EXERCISE BRIEF: Retype the complete listing without any change.

DATA SHOWN:
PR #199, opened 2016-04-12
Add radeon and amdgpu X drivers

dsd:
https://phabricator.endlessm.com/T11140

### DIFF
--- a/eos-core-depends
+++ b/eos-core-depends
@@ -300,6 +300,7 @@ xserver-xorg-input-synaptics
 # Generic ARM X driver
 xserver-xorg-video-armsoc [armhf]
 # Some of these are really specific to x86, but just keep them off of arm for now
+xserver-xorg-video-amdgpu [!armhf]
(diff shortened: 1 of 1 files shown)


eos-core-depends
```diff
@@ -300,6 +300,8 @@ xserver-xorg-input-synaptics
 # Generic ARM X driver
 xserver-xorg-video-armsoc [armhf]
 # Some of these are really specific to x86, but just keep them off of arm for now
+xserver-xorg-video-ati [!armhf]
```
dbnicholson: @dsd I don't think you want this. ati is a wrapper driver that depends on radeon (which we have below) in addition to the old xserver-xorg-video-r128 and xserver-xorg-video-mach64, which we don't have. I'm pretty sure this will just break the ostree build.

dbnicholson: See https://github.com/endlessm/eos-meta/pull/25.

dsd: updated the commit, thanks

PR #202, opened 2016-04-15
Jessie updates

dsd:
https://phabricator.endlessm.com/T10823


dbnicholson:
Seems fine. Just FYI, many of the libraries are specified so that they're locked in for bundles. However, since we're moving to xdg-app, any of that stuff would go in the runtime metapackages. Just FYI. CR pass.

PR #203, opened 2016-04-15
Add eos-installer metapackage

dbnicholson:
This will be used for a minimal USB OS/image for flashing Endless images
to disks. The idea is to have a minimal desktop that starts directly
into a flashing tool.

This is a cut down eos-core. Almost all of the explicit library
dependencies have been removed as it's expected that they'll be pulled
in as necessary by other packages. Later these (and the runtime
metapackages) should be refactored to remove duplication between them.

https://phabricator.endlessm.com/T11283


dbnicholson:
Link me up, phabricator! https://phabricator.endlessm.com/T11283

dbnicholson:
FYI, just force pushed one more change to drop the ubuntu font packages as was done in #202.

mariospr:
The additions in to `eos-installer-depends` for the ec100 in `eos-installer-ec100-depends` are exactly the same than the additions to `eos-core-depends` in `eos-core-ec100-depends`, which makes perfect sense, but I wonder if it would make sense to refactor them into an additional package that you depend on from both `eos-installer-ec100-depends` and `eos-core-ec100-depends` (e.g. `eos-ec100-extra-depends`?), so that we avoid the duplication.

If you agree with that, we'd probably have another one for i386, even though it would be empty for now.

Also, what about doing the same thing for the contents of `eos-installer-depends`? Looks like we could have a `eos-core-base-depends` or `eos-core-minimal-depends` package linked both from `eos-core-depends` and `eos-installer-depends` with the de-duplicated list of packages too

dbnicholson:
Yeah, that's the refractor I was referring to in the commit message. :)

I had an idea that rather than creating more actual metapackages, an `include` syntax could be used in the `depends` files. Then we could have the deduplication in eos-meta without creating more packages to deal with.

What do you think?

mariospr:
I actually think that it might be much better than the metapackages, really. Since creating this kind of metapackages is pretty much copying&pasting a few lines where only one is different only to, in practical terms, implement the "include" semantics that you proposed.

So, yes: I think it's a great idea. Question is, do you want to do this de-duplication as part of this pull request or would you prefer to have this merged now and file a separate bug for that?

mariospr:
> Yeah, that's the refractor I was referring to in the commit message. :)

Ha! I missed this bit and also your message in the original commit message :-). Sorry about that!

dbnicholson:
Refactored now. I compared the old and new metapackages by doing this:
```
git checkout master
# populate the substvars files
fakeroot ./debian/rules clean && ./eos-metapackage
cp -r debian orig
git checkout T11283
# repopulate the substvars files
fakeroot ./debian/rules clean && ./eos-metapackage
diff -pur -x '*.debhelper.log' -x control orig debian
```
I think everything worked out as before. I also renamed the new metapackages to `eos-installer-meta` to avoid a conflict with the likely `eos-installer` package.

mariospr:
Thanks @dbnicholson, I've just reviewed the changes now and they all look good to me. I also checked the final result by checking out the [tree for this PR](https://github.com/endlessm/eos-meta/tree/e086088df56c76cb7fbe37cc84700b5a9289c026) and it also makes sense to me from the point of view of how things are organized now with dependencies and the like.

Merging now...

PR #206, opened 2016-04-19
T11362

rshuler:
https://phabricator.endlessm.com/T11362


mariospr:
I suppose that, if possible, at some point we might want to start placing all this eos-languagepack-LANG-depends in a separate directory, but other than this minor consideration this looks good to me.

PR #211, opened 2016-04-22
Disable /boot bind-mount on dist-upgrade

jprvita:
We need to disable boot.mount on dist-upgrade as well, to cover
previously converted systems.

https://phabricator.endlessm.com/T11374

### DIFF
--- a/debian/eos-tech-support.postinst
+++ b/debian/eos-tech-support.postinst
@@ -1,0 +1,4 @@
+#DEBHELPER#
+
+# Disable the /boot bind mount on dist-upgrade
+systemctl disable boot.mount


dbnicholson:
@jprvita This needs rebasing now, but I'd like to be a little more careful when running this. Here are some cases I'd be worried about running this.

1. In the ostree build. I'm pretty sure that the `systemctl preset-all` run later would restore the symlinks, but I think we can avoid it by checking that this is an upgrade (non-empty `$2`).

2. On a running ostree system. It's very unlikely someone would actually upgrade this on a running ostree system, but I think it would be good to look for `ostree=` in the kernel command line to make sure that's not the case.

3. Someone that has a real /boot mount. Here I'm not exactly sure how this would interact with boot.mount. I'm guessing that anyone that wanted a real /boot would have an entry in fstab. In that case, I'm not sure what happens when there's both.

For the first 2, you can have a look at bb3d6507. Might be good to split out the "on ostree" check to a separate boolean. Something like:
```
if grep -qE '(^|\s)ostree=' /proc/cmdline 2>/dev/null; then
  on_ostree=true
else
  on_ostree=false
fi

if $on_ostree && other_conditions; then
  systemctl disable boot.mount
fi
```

EXERCISE SOLUTION:
PR #199, opened 2016-04-12
Add radeon and amdgpu X drivers

dsd:
https://phabricator.endlessm.com/T11140

### DIFF
--- a/eos-core-depends
+++ b/eos-core-depends
@@ -300,6 +300,7 @@ xserver-xorg-input-synaptics
 # Generic ARM X driver
 xserver-xorg-video-armsoc [armhf]
 # Some of these are really specific to x86, but just keep them off of arm for now
+xserver-xorg-video-amdgpu [!armhf]
(diff shortened: 1 of 1 files shown)


eos-core-depends
```diff
@@ -300,6 +300,8 @@ xserver-xorg-input-synaptics
 # Generic ARM X driver
 xserver-xorg-video-armsoc [armhf]
 # Some of these are really specific to x86, but just keep them off of arm for now
+xserver-xorg-video-ati [!armhf]
```
dbnicholson: @dsd I don't think you want this. ati is a wrapper driver that depends on radeon (which we have below) in addition to the old xserver-xorg-video-r128 and xserver-xorg-video-mach64, which we don't have. I'm pretty sure this will just break the ostree build.

dbnicholson: See https://github.com/endlessm/eos-meta/pull/25.

dsd: updated the commit, thanks

PR #202, opened 2016-04-15
Jessie updates

dsd:
https://phabricator.endlessm.com/T10823


dbnicholson:
Seems fine. Just FYI, many of the libraries are specified so that they're locked in for bundles. However, since we're moving to xdg-app, any of that stuff would go in the runtime metapackages. Just FYI. CR pass.

PR #203, opened 2016-04-15
Add eos-installer metapackage

dbnicholson:
This will be used for a minimal USB OS/image for flashing Endless images
to disks. The idea is to have a minimal desktop that starts directly
into a flashing tool.

This is a cut down eos-core. Almost all of the explicit library
dependencies have been removed as it's expected that they'll be pulled
in as necessary by other packages. Later these (and the runtime
metapackages) should be refactored to remove duplication between them.

https://phabricator.endlessm.com/T11283


dbnicholson:
Link me up, phabricator! https://phabricator.endlessm.com/T11283

dbnicholson:
FYI, just force pushed one more change to drop the ubuntu font packages as was done in #202.

mariospr:
The additions in to `eos-installer-depends` for the ec100 in `eos-installer-ec100-depends` are exactly the same than the additions to `eos-core-depends` in `eos-core-ec100-depends`, which makes perfect sense, but I wonder if it would make sense to refactor them into an additional package that you depend on from both `eos-installer-ec100-depends` and `eos-core-ec100-depends` (e.g. `eos-ec100-extra-depends`?), so that we avoid the duplication.

If you agree with that, we'd probably have another one for i386, even though it would be empty for now.

Also, what about doing the same thing for the contents of `eos-installer-depends`? Looks like we could have a `eos-core-base-depends` or `eos-core-minimal-depends` package linked both from `eos-core-depends` and `eos-installer-depends` with the de-duplicated list of packages too

dbnicholson:
Yeah, that's the refractor I was referring to in the commit message. :)

I had an idea that rather than creating more actual metapackages, an `include` syntax could be used in the `depends` files. Then we could have the deduplication in eos-meta without creating more packages to deal with.

What do you think?

mariospr:
I actually think that it might be much better than the metapackages, really. Since creating this kind of metapackages is pretty much copying&pasting a few lines where only one is different only to, in practical terms, implement the "include" semantics that you proposed.

So, yes: I think it's a great idea. Question is, do you want to do this de-duplication as part of this pull request or would you prefer to have this merged now and file a separate bug for that?

mariospr:
> Yeah, that's the refractor I was referring to in the commit message. :)

Ha! I missed this bit and also your message in the original commit message :-). Sorry about that!

dbnicholson:
Refactored now. I compared the old and new metapackages by doing this:
```
git checkout master
# populate the substvars files
fakeroot ./debian/rules clean && ./eos-metapackage
cp -r debian orig
git checkout T11283
# repopulate the substvars files
fakeroot ./debian/rules clean && ./eos-metapackage
diff -pur -x '*.debhelper.log' -x control orig debian
```
I think everything worked out as before. I also renamed the new metapackages to `eos-installer-meta` to avoid a conflict with the likely `eos-installer` package.

mariospr:
Thanks @dbnicholson, I've just reviewed the changes now and they all look good to me. I also checked the final result by checking out the [tree for this PR](https://github.com/endlessm/eos-meta/tree/e086088df56c76cb7fbe37cc84700b5a9289c026) and it also makes sense to me from the point of view of how things are organized now with dependencies and the like.

Merging now...

PR #206, opened 2016-04-19
T11362

rshuler:
https://phabricator.endlessm.com/T11362


mariospr:
I suppose that, if possible, at some point we might want to start placing all this eos-languagepack-LANG-depends in a separate directory, but other than this minor consideration this looks good to me.

PR #211, opened 2016-04-22
Disable /boot bind-mount on dist-upgrade

jprvita:
We need to disable boot.mount on dist-upgrade as well, to cover
previously converted systems.

https://phabricator.endlessm.com/T11374

### DIFF
--- a/debian/eos-tech-support.postinst
+++ b/debian/eos-tech-support.postinst
@@ -1,0 +1,4 @@
+#DEBHELPER#
+
+# Disable the /boot bind mount on dist-upgrade
+systemctl disable boot.mount


dbnicholson:
@jprvita This needs rebasing now, but I'd like to be a little more careful when running this. Here are some cases I'd be worried about running this.

1. In the ostree build. I'm pretty sure that the `systemctl preset-all` run later would restore the symlinks, but I think we can avoid it by checking that this is an upgrade (non-empty `$2`).

2. On a running ostree system. It's very unlikely someone would actually upgrade this on a running ostree system, but I think it would be good to look for `ostree=` in the kernel command line to make sure that's not the case.

3. Someone that has a real /boot mount. Here I'm not exactly sure how this would interact with boot.mount. I'm guessing that anyone that wanted a real /boot would have an entry in fstab. In that case, I'm not sure what happens when there's both.

For the first 2, you can have a look at bb3d6507. Might be good to split out the "on ostree" check to a separate boolean. Something like:
```
if grep -qE '(^|\s)ostree=' /proc/cmdline 2>/dev/null; then
  on_ostree=true
else
  on_ostree=false
fi

if $on_ostree && other_conditions; then
  systemctl disable boot.mount
fi
```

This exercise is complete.